Entre os itens com as maiores elevações constam vários impactados diretamente pela moeda dos EUA, uma vez que commodities agrícolas (soja e milho, por exemplo) e metálicas cotadas no mercado internacional, além de matérias-primas para o agro (uma vez que fertilizantes).

A sustento em universal no IPA saiu de uma deflação de 1,35% em janeiro para subida de 9,53% em outubro. Embora o aumento também tenha sido impulsionado por eventos climáticos que impactaram recentemente as carnes, a variação de preços de matérias-primas para o agro disparou. Saiu de -14,25% em janeiro para 16,48% em outubro.

Os chamados bens finais (prontos para o consumo, de eletrônicos a produtos de limpeza) também partiram de uma pequena deflação no atacado em janeiro para uma subida de 5,58% em outubro, pressionados por materiais mais caros, muitos deles indexados ao dólar.

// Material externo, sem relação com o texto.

Issue #1809, opened 2018-11-18
from Jamendo it no longer srobbelt


onkellu:
for almost 2 weeks there is no more scrobbelt from Jamendo to Last.fm

### Expected behavior
the page of Jamendo has changed and I ask for a review
i am not technically experienced enough to give a solution to the problem

### Current behavior
Nothing happens that I can see.
the scobbling should be restored

### Possible solution
i'm not a technician and i can't conjure a solution out of a hat.
??

### Steps to reproduce (for bugs)
https://www.jamendo.com/album/177674/el-aullido-del-lobo
i can't provide code

My Browser Firefox 63.0 64Bit for Linux Mint-1.0, my operating system is Linux Mint 18.1

1.
2.
3.

### Context
What should I do if the scrobble doesn't work?

### Steps for resolving the issue

I made
it didn't help.

- [ ] Reauthenticate on Last.fm

- [ ] Try to use unpacked extension from latest master

- [ ] Check other issues for duplicates

### Environment
<!---
* Version used:
* Browser name and version: My Browser Firefox 63.0 64Bit for Linux Mint-1.0, my operating system is Linux Mint 18.1

SORRY, i can't speak english and have to help myself with a translated one, which is not so easy, because i only understand half of it

NamJinWoo:
I think Play button and TrackArt is not working.

So, I fixed it like this:
Connector.isPlaying = () => {
	return $('.js-player-play-pause > .icon-pause').length !== 0;
};

Connector.getTrackArt = () => {
	return `${$('.hero-cover').find('img').attr('src')}`;
};

I compiled it in my local pc, and it works now.

If you need more help, please comment here.

Thanks:)

onkellu:
Hi NamJinWoo, First of all, thank you for your efforts.
i can't do anything with your signs because i don't know where to find them and then change them.
i think it has changed on the jamendo side what i can't see as a layman, also i have no idea of technical connections and their improvement
i also think the problem is not with me but with jamendo.

the problem what had existed until recently with the page You Tube has then been corrected without doing mine and it works again...
This was done by programming by Git Hub.

sorry my english is very bad and I have translated with translater.

KwonDae:
Hi onkellu, I hope this comments will help you.
in` /src/connectors/jamendo.js`

> Connector.playButtonSelector = '.js-player-play-pause > .icon-play';

this part should change by 

> Connector.isPlaying = () => {
[...]

PR #1811, opened 2018-11-23
Issue #1809 Jamendo scrobbler error fixed

NamJinWoo:
Issue #1809 Jamendo scrobbler error fixed

Issue https://github.com/web-scrobbler/web-scrobbler/issues/1809

Play button and TrackArt were not working.

So, I fixed it like this:
Connector.isPlaying = () => {
return $('.js-player-play-pause > .icon-pause').length !== 0;
};

return ${$('.hero-cover').find('img').attr('src')};
};

I compiled it in my local pc, and it works now.

Thanks:)


NamJinWoo:
I had a conflicts in radioparadise.js because I was trying to solve the problems that had been occured before. I rolled it back to the one before.

Jamendo site error is fixed now.

For the issue #1809 

Thanks:)

src/connectors/jamendo.js
```diff
@@ -10,6 +10,10 @@ Connector.currentTimeSelector = '.hidden-xs > .js-player-position';
 
 Connector.durationSelector = '.hidden-xs > .js-player-duration';
 
-Connector.playButtonSelector = '.js-player-play-pause > .icon-play';
+Connector.isPlaying = () => {
+	return $('.js-player-play-pause > .icon-pause').length !== 0;
+};
 
-Connector.trackArtSelector = '.js-full-player-cover-img';
```
inverse: Wouldn't changing this selector to `.hero-cover img` be better?

NamJinWoo: That also works. I tried to get a "src" from image. I guess both works.

What do you prefer more? If you prefer that one more, please tell me. I will take it over.

NamJinWoo:
I tried what you said, and compiled it in my local laptop. And it works too.

I just changed it into that code, and sent you a PR again.

Please check! Thanks:)

inverse:
Thanks!

PR #1812, opened 2018-11-23
Implements mnet connectors

KwonDae:
I add a connector that mnet music site.
please check my request :) 👍


KwonDae:
Also, I add an album information in Ollehmusic.js.

package-lock.json
```diff
@@ -0,0 +1,9473 @@
+{
```
inverse: Can this be removed? We're using yarn for dependency locking.

src/connectors/mnet.js
```diff
@@ -0,0 +1,19 @@
...
+Connector.currentTimeSelector = '#player .progressControl .timeStart';
+
+Connector.durationSelector = '#player .progressControl .timeEnd';
+
+Connector.isPlaying = () => {
+	return $('.playControl .btnPause').length !== 0;
+};
+
+Connector.getTrackArt = () => {
+	return `${$('#player .albumArea .albumImg').find('img').attr('src')}`;
```
inverse: This could be simplified using the trackArtSelector and using `#player .albumArea .albumImg img`

package-lock.json
KwonDae: I deleted the file `package-lock.json`

I would appreciate it if you could confirm this change.

src/connectors/mnet.js
KwonDae: Okay I'll try it. Thanks you :)

KwonDae: I added the trackArtSelector code.
Please check my commit :)

inverse:
Thanks!

PR #1813, opened 2018-11-23
monkey3 connector done

JeonHyungJin:
I added Monkey3 Player`s connector.
This is one the famous music player in South Korea.
I like this Website!


JeonHyungJin:
I saw your recommendations and i modified that parts as you talked.
Thank you 👍

Issue #1817, opened 2018-12-01
Xiami's design changed


cptchi:
Hi, Xiami just went through a huge redesign and the player isn't on a different tab anymore, so the scrobbler isn't working.

KwonDae:
#1818 
I changed some code about Xiami.
please check my codes and If there's anything wrong, I'd appreciate it if you let me know.

fanmuxxx:
Hi, I know this has been brought up a few weeks ago. However, my scrobbler doesn't work on xiami in the recent 3 days, and it was totally OK last week. Could someone please have a test and let me know?

inverse:
@KwonDae any input on this?

KwonDae:
No, i haven't. Is there any problem in xiami.com?

fanmuxxx:
please see my last comment. My scrobbler doesn't work on https://www.xiami.com/play page

KwonDae:
Because xiami.com/play was changed to xiami.com. 
xiami.com/play doesn't supported until page updated.

cptchi:
fanmuxx, xiami got a new design and therefore the old scrobbler didn't work on it
if you haven't been redirected to it, click the little home icon on the bottom right corner of the xiami page
![new xiami](https://i.imgur.com/VAqM7yJ.png)

fanmuxxx:
@KwonDae @cptchi Thank both for your help. It works for me now.

I preferred the old design but I suppose that now I have to switch to the new version for the scrobbler function.

inverse:
The extension can be made to work with both designs. you just need a way to detect the design and wire up the behavior accordingly.

PR #1818, opened 2018-12-01
Issue #1817 Xiami scrobbler error fixed

KwonDae:
About #1817 , 
Because Xiami's design changed, I changed the some codes in Xiamai.js .
If there's anything wrong, I'd appreciate it if you let me know :)
Thanks.


src/connectors/xiami.js
```diff
@@ -1,22 +1,17 @@
...
 
-Connector.currentTimeSelector = '#J_positionTime';
+Connector.trackArtSelector = '.music .cover-link .active img';
 
-Connector.trackArtSelector = '#J_playerCoverImg';
-
-Connector.getDuration = () => {
-	let text = Connector.getCurrentTime() ? $('#J_durationTime').text() : '';
-	return Util.stringToSeconds(text);
+Connector.isPlaying = () => {
```
inverse: Do you need this? Would it work with just the defined `playButtonSelector`?

src/connectors/xiami.js
```diff
@@ -1,22 +1,17 @@
...
 
-Connector.playButtonSelector = '.play-btn';
+Connector.currentTimeSelector = '.audio-progress .range .bar .handle';
 
-Connector.currentTimeSelector = '#J_positionTime';
+Connector.trackArtSelector = '.music .cover-link .active img';
 
-Connector.trackArtSelector = '#J_playerCoverImg';
-
-Connector.getDuration = () => {
```
inverse: Is there no way to get the duration of the track now?

src/connectors/xiami.js
```diff
@@ -1,22 +1,17 @@
...
-	let text = Connector.getCurrentTime() ? $('#J_durationTime').text() : '';
-	return Util.stringToSeconds(text);
+Connector.isPlaying = () => {
+	return $('.main-control .play-btn').length !== 0;
 };
-
-Connector.getUniqueID = () => $('.ui-track-current .c1').data('id');
```
inverse: IS this no longer relevant?

src/connectors/xiami.js
KwonDae: I removed codes 

`Connector.currentTimeSelector = '.audio-progress .range .bar .handle';`

and add these

```
Connector.getDuration = () => {
	let text = $('.audio-progress .range .bar .handle').val();
	let str = text.split("/");
	return str[0];
};
```

I removed the currentTimeSelector and added getDuration() method.
Please check :)

src/connectors/xiami.js
KwonDae: I don't know how to use getUniqueID. If you let me know, I'll try to reflect it.
Thank you. :)

src/connectors/xiami.js
KwonDae: It doesn't work well without an isPlaying function.

inverse: Can we drop the `playButtonSelector` definition then?

KwonDae:
I modified some codes. 
Please check and If there's anything wrong, I'd appreciate it if you let me know.

src/connectors/xiami.js
KwonDae: I erased the playButtonSeltter and tested it, but there was a service error.

inverse: Really? Weird. this can be used instead of the isPlaying function.

KwonDae: I don't know why this is happening, but it doesn't work properly without either `isPlaying` or `playButtonSeltter` method.

KwonDae: I just drop the `playButtonSector` and tested it and it works. I'll make a new commitment and post it. 👍

PR #1826, opened 2018-12-11
Add Radiozenders.FM support

calvinturbo:


src/connectors/radiozenders.js
```diff
@@ -0,0 +1,10 @@
+'use strict';
+
+Connector.playerSelector = '#jp_container_1';
+
+Connector.getArtistTrack = function() {
+	let artistTrack = $('#player-station-info').text();
+	return Util.splitArtistTrack(artistTrack, [' - '], true);
+};
+
+Connector.isPlaying = () => $('.player-equalizer').is(':visible');
```
inverse:
```suggestion
Connector.playButtonSelector = '.player-equalizer';
```

calvinturbo:
Sorry for the delay but I added the test case and fixed scrobbling for a specific radio station (Q-Music).

src/connectors/radiozenders.js
```diff
@@ -0,0 +1,15 @@
...
+}
+
+Connector.playerSelector = '#jp_container_1';
+
+Connector.getArtistTrack = function() {
+	let artistTrack = $('#player-station-info').text();
+	return Util.splitArtistTrack(artistTrack, [' - '], reverse);
+};
+
+Connector.playButtonSelector = '.player-equalizer';
```
inverse: I think this needs some more work. This is used to determine if the player is playing or not. Looking at the site I think we should overload the `Connector.isPlaying` function like this:

```
Connector.isPlaying = () => {
	return $('#jp_container_1').hasClass('jp-state-playing');
};
```

calvinturbo: Changed it, thanks

calvinturbo:
Changed the isPlaying check, time to merge I think

PR #1831, opened 2018-12-12
Privacy consent

inverse:
@alexesprit started working on this to meet FF toc.

image


src/core/background/main.js
```diff
@@ -437,7 +437,16 @@ require([
...
+
+		chrome.tabs.create({
+			url: '/startup/startup.html'
+		  });
 	}
 
 	startup();
+
+
+	// chrome.runtime.onInstalled.addListener(function() {
```
inverse: Was thinking of plugging in here for first time users.

inverse:
@alexesprit got a working prototype ready. def could use some design love.

inverse:
It's now pretty usable - just needs localization support but that could come later I guess.

flip-bs:
thank you a lot <3

PR #1845, opened 2018-12-23
Privacy fixes

inverse:
@alexesprit  can you test this on Firefox? I noticed my previous implementation only worked on chrome and thus is useless.

### DIFF
--- a/src/core/background/main.js
+++ b/src/core/background/main.js
@@ -408,6 +408,16 @@ require([
 	 * Called on the extension start.
 	 */
 	function startup() {
+		chrome.runtime.onInstalled.addListener((object) => {
+			if ('install' !== object.reason) {
+				return;
+			}
+
+			chrome.tabs.create({
+				url: '/startup/startup.html'
+			});
+		});
+
 		Migrate.migrate().then(() => {
 			updateVersionInStorage().then(notifyOfNotableChanges);
 			setupChromeEventListeners();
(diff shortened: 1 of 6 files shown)


src/startup/startup.js
```diff
@@ -29,19 +29,12 @@ require([
 		window.close();
 	}
 
-	chrome.runtime.getPackageDirectoryEntry((root) => {
```
inverse: This didn't work :cry:

src/core/background/main.js
```diff
@@ -437,13 +437,14 @@ require([
...
 		});
-
-
 	}
-
 	startup();
 
-	chrome.runtime.onInstalled.addListener(function() {
+	chrome.runtime.onInstalled.addListener((object) => {
+		if ('install' !== object.reason) {
```
inverse: Prevent updates firing the new tab

inverse:
@alexesprit tested locally seems fine - had to add some work around to give feedback since FF doesn't like window.close() when launched from `chrome.tabs.create` know a workaround?

inverse:
@marsjaninzmarsa Interesting - how is the tabId determined?

marsjaninzmarsa:
@inverse I was going to bet it's returned by `tab.create`, but checked docs and no - Promise is returned. Promise resolving to `Tab` object containing `id` property... c'mon, people, MDN don't hurt! 😂

PR #1847, opened 2018-12-26
Fix async event binding

inverse:
Tested locally and works :+1:

### DIFF
--- a/src/manifest.json
+++ b/src/manifest.json
@@ -24,9 +24,11 @@
 
   "background": {
     "scripts": [
+      "core/background/hooks.js",
       "vendor/require.min.js", "core/background/requirejs-config.js",
       "core/background/main.js"
-    ]
+    ],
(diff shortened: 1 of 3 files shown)


src/manifest.json
```diff
@@ -24,9 +24,11 @@
 
   "background": {
     "scripts": [
+      "core/background/hooks.js",
```
inverse: Not the most elegant way to handle this but works for this case since it's registered first.

inverse:
@alexesprit although not the most elegant solution it works and can hopefully get us back on AMO until we have a better solution.

inverse:
Interesting - Perhaps we could remove this flag since it was previously working without. 

> Background scripts are registered in the manifest under the "background" field. They are listed in an array after the "scripts" key, and "persistent" should be specified as false.

PR #1848, opened 2018-12-30
Issue #1817 Xiami scrobbler error fixed

KwonDae:
About #1817 ,
Because Xiami's design changed, I changed the some codes in Xiamai.js .
If there's anything wrong, I'd appreciate it if you let me know :)
Thanks.


src/connectors/xiami.js
```diff
@@ -1,22 +1,19 @@
...
-
-Connector.trackArtSelector = '#J_playerCoverImg';
+Connector.trackArtSelector = '.music .cover-link .active img';
 
 Connector.getDuration = () => {
-	let text = Connector.getCurrentTime() ? $('#J_durationTime').text() : '';
-	return Util.stringToSeconds(text);
+	let text = $('.audio-progress .range .bar .handle').val();
+	let str = text.split('/');
+	return str[0];
```
inverse: Is this correct? Isn't `0` the currentTime not the duration? Could we cover currentTime as well as I saw it was removed.

src/connectors/xiami.js
```diff
@@ -1,22 +1,19 @@
...
 };
 
-Connector.getUniqueID = () => $('.ui-track-current .c1').data('id');
```
inverse: Is there no way to get uniqId?

src/connectors/xiami.js
KwonDae: When the page's music is playing, currentTimes is viewed like 01:03/04:12.
 So i get currentTime using 
`let str = text.split('/');`
`return str[0];`
If it don't be needed, I'll erase it and commit it again.

src/connectors/xiami.js
KwonDae: I could not find a way to get an uniqId from the website.

src/core/connectors.js
```diff
@@ -293,7 +293,7 @@ define(function() {
 
 	{
 		label: 'Xiami',
-		matches: ['*://www.xiami.com/play*'],
+		matches: ['*://www.xiami.com/*'],
```
naoyeye: need to consider the case no slash at the end? e.g `https://www.xiami.com`

src/connectors/xiami.js
naoyeye: `$('.play-bar .content .title').attr('href').split('?')[0].split('/song/')[1]`

image

image

src/core/connectors.js
inverse: Should match since `*` is wildcard

KwonDae:
> @KwonDae any update?

This codes are working well in my local laptop(MacOs).
So i think that this PR will work well :)

KwonDae:
> @KwonDae any update?

Moreover, It seems that player site was changed 'https://www.xiami.com/play' to 'https://www.xiami.com'. So i modified some codes about that part.

src/connectors/xiami.js
inverse: @KwonDae Can you apply the changes that @naoyeye suggested?

src/connectors/xiami.js
inverse: I still think this is wrong. so text will contain `00:30/02:45` for example and splitting this will yeild `00:30` in position `0`... which is the current time - not the duration. Does that make sense?

Perhaps a better solution would be to just set

```
Connector.timeInfoSelector = '.audio-progress .range .bar .handle';
```

This handles the case when the duration and remaining time is in this format.

KwonDae: > I still think this is wrong. so text will contain `00:30/02:45` for example and splitting this will yeild `00:30` in position `0`... which is the current time - not the duration. Does that make sense?
> 
> Perhaps a better solution would be to just set
> 
> ```
> Connector.timeInfoSelector = '.audio-progress .range .bar .handle';
> ```
> This handles the case when the duration and remaining time is in this format.

Oh.. I understand!
I modified duration part just now.
Is it right?

src/connectors/xiami.js
KwonDae: @naoyeye 
Oh Thanks!!
I'll try it now. But can you explain the getUniqueId why it is needed?

inverse: @KwonDae read the docblock above the following: https://github.com/web-scrobbler/web-scrobbler/blob/master/src/core/content/connector.js#L251

src/connectors/xiami.js
```diff
@@ -8,11 +8,7 @@ Connector.artistSelector = '.music .info .singers';
 
 Connector.trackArtSelector = '.music .cover-link .active img';
 
-Connector.getDuration = () => {
-	let text = $('.audio-progress .range .bar .handle').val();
-	let str = text.split('/');
-	return str[0];
-};
+Connector.timeInfoSelector = '.audio-progress .range .bar .handle';
```
KwonDae: @inverse 
Is this right your proposed?

inverse: looks good to me!

src/connectors/xiami.js
```diff
@@ -8,6 +8,8 @@ Connector.artistSelector = '.music .info .singers';
 
 Connector.trackArtSelector = '.music .cover-link .active img';
 
+Connector.getUniqueID = () => $('.play-bar .content .title').attr('href').split('?')[0].split('/song/')[1];
```
KwonDae: @inverse  @naoyeye 

I add codes that @naoyeye 's suggested.
Please check and let know me anything that needs changed :)

KwonDae:
Can you explain detail?

xTpx:
The old version of xiami music move to emumo.xiami.com

xTpx:
The old version of xiami music move to emumo.xiami.com, So can we provide a xiami-legacy?

Issue #1874, opened 2019-01-23
TIDAL stopped working again.


daniel-stoneuk:
TIDAL isn't being detected anymore. 

### Environment
* TIDAL Web Player Version:  3.7.0--31 (NP: 2.3.8.1)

“Tivemos uma valorização possante do dólar e isso tem impacto, sem incerteza nenhuma. Numa situação de economia e trabalho aquecidos uma vez que a atual, o mercado consegue repassar aos preços esse maior dispêndio cambial”, diz Guilherme Moreira, coordenador do Índice de Preços ao Consumidor da Instalação Instituto de Pesquisas Econômicas (IPC-Fipe).

Quando a demanda não é tão possante, preços no atacado não necessariamente chegam aos consumidores porque fornecedores e compradores acabam estreitando margens de lucro para vender e comprar. Mas quando o mercado sanciona preços maiores, os repasses acontecem.

Neste ano, a economia caminha para crescer tapume de 3,5% e o desemprego em outubro caiu a 6,2%, menor taxa da série do IBGE. Na contramão, o real foi a moeda que mais se desvalorizou entre os 23 emergentes no índice Morgan Stanley Capital International (MSCI). Em média, juntas elas perderam 0,31% do valor em relação ao dólar -ante os -22% do real.

“A incerteza é se o dólar volta a desabar. Pelo que temos visto, o mercado acredita que não vai ter restituição dessa valorização. Ao menos uma boa secção fica, o que possibilita um espalhamento maior da inflação para outras áreas.”

Moreira afirma que o impacto cambial já afeta, por exemplo, vitualhas industrializados, dependentes de produtos químicos e metálicos para embalagens. “Nos vitualhas in natureza, se um pouco sobe um mês por questão climática, pode ser revertido adiante. Mas quando isso chega aos industrializados pelo câmbio, a coisa vai ficando séria”, diz.

O grupo sustento tem peso equivalente a 25% do índice da Fipe, o maior individualmente. “Cinema as pessoas cortam, mas não dá para parar de manducar. Aí, os pobres acabam mais afetados.”

André Braz, coordenador dos índices de preços da FGV Ibre, pondera que, até outubro, os principais núcleos de inflação -não os do atacado, e que excluem preços com maior volatilidade- têm variações acumuladas em 12 meses entre 3,46% e 4,15%.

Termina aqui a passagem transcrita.